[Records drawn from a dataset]
==================================================

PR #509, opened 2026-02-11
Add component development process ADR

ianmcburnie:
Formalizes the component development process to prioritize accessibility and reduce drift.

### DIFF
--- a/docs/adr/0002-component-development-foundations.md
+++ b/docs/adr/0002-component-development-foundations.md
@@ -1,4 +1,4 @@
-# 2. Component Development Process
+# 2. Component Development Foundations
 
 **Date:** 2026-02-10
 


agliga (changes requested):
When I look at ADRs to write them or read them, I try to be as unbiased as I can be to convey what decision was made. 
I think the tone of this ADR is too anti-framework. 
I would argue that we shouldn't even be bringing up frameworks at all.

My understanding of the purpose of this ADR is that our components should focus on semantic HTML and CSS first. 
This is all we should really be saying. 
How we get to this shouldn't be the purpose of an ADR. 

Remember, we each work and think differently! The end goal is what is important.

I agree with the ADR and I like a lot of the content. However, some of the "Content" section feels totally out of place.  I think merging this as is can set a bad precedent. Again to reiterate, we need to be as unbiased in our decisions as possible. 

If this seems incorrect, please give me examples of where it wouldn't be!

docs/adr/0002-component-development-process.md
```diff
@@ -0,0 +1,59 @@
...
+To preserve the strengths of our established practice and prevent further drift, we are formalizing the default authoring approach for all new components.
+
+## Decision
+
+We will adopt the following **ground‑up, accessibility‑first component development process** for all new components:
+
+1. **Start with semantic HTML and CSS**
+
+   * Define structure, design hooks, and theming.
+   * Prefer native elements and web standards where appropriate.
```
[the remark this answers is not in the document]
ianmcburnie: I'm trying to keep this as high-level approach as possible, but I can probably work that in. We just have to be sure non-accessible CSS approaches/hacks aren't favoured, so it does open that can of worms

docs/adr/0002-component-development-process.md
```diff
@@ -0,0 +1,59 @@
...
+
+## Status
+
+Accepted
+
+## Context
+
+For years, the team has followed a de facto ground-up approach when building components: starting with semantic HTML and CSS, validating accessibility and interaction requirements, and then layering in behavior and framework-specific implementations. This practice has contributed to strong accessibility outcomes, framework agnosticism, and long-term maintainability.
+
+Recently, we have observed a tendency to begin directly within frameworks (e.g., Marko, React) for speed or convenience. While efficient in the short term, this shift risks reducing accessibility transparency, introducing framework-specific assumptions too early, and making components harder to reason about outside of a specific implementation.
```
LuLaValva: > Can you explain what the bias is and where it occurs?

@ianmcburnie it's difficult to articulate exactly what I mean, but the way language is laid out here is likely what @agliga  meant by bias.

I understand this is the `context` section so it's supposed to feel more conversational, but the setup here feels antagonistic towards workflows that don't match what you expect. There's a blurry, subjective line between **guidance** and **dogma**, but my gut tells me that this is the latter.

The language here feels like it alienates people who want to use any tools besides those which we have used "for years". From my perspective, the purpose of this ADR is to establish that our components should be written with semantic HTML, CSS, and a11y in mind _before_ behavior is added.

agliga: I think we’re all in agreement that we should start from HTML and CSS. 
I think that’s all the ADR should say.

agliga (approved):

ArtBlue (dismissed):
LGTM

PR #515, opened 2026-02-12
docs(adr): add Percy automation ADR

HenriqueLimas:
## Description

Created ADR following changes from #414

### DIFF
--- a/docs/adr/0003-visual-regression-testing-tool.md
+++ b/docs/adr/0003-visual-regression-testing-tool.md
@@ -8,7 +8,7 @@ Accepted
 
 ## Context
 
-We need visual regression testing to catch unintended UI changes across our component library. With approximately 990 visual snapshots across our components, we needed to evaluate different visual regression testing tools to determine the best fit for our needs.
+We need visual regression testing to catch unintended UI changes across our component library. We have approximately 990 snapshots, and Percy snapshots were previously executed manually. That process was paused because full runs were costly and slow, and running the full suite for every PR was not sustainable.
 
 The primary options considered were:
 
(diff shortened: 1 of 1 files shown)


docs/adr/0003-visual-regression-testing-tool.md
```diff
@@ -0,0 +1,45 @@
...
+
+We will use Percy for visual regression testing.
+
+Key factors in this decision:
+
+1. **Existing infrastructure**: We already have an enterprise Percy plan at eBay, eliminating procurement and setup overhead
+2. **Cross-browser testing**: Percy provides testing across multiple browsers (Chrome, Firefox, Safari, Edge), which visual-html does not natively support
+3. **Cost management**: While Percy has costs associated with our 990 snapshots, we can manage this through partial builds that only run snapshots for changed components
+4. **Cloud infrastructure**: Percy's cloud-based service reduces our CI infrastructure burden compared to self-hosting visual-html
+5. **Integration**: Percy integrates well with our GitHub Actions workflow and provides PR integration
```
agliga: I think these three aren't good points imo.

==================================================

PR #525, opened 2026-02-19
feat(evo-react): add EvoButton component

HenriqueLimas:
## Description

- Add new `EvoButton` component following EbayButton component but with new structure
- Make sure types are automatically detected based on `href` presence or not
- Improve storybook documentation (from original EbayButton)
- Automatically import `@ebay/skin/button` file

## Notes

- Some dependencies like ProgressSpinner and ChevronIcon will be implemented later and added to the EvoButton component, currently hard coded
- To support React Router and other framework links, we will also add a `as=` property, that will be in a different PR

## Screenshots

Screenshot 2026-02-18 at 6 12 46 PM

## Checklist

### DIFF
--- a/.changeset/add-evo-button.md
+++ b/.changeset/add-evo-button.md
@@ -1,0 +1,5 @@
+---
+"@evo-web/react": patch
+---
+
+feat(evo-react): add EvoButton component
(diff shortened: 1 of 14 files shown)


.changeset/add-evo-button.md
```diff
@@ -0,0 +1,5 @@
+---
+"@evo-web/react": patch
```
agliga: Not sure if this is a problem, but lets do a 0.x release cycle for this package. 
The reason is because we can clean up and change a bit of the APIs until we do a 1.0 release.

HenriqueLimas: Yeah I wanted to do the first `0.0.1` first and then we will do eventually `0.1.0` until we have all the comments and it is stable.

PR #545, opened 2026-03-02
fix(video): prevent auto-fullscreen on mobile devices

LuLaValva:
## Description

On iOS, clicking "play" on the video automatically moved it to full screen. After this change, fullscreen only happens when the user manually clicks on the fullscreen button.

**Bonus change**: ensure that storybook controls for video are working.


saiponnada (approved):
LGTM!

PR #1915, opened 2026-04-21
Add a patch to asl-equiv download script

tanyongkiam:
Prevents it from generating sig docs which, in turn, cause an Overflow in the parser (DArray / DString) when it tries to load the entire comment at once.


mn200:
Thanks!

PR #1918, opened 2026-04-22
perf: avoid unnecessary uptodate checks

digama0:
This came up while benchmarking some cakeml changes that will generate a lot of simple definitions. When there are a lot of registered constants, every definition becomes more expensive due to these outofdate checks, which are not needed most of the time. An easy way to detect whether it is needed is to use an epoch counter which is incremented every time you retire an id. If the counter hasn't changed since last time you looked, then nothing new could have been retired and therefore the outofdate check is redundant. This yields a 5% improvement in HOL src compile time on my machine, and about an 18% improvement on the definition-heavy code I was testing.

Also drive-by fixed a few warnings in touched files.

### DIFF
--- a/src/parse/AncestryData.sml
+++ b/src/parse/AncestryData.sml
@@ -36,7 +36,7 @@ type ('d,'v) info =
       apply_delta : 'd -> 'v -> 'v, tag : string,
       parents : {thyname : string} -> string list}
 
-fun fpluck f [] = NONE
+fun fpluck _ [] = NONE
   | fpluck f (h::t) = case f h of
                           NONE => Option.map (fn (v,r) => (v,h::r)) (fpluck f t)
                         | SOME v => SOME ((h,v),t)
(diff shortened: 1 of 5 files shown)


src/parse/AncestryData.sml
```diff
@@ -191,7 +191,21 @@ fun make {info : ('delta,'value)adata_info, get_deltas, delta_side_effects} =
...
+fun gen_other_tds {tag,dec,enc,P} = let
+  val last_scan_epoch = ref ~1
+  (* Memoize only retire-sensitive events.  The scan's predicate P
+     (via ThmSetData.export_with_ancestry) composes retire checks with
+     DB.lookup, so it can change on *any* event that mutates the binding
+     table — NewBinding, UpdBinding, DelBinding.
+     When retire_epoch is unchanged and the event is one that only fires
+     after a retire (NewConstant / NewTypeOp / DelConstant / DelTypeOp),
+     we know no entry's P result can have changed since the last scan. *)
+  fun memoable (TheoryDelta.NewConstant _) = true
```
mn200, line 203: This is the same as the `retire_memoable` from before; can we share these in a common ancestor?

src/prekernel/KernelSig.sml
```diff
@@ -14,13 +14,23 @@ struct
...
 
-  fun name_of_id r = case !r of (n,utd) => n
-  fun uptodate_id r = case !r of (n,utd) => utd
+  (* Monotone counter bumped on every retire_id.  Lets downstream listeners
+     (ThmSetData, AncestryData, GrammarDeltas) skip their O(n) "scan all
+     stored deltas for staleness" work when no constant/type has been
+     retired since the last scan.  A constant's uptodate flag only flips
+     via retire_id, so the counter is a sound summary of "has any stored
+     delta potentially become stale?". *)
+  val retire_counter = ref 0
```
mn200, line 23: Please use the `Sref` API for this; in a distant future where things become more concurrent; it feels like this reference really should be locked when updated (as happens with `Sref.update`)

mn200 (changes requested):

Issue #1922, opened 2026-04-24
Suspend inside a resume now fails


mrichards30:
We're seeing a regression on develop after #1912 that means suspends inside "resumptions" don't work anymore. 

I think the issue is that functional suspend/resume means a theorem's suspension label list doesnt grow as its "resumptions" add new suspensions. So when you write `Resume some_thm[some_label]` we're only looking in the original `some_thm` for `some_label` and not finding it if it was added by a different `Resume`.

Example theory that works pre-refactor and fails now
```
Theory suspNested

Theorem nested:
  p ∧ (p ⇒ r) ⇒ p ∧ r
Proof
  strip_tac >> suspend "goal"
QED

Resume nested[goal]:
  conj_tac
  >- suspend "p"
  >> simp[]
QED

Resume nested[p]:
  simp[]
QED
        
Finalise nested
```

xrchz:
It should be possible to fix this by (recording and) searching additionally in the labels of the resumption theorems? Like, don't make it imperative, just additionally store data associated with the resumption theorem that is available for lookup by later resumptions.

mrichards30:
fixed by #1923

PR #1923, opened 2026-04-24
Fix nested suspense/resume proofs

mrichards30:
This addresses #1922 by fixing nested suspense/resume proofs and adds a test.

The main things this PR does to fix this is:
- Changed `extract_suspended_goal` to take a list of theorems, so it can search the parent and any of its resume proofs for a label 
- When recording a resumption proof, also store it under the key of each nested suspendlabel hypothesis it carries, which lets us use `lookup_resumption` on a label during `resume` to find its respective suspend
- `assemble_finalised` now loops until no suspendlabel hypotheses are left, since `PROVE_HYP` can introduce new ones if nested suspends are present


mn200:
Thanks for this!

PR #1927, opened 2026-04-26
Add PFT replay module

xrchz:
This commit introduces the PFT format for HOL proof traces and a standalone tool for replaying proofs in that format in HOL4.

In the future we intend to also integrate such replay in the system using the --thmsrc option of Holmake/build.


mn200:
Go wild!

==================================================

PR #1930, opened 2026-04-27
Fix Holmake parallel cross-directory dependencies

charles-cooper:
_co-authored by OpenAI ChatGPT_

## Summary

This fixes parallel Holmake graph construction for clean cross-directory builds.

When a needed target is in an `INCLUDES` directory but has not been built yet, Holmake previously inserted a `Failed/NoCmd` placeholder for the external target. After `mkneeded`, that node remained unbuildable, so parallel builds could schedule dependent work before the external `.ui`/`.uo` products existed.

==================================================

*WHAT IS EXPECTED*: What you give back should be exactly the lines of the data above from the line with "I think the issue" through the line with "This addresses #1922", both of those included, and nothing more.

*WRITTEN ANSWER*:
I think the issue is that functional suspend/resume means a theorem's suspension label list doesnt grow as its "resumptions" add new suspensions. So when you write `Resume some_thm[some_label]` we're only looking in the original `some_thm` for `some_label` and not finding it if it was added by a different `Resume`.

Example theory that works pre-refactor and fails now
```
Theory suspNested

Theorem nested:
  p ∧ (p ⇒ r) ⇒ p ∧ r
Proof
  strip_tac >> suspend "goal"
QED

Resume nested[goal]:
  conj_tac
  >- suspend "p"
  >> simp[]
QED

Resume nested[p]:
  simp[]
QED
        
Finalise nested
```

xrchz:
It should be possible to fix this by (recording and) searching additionally in the labels of the resumption theorems? Like, don't make it imperative, just additionally store data associated with the resumption theorem that is available for lookup by later resumptions.

mrichards30:
fixed by #1923

PR #1923, opened 2026-04-24
Fix nested suspense/resume proofs

mrichards30:
This addresses #1922 by fixing nested suspense/resume proofs and adds a test.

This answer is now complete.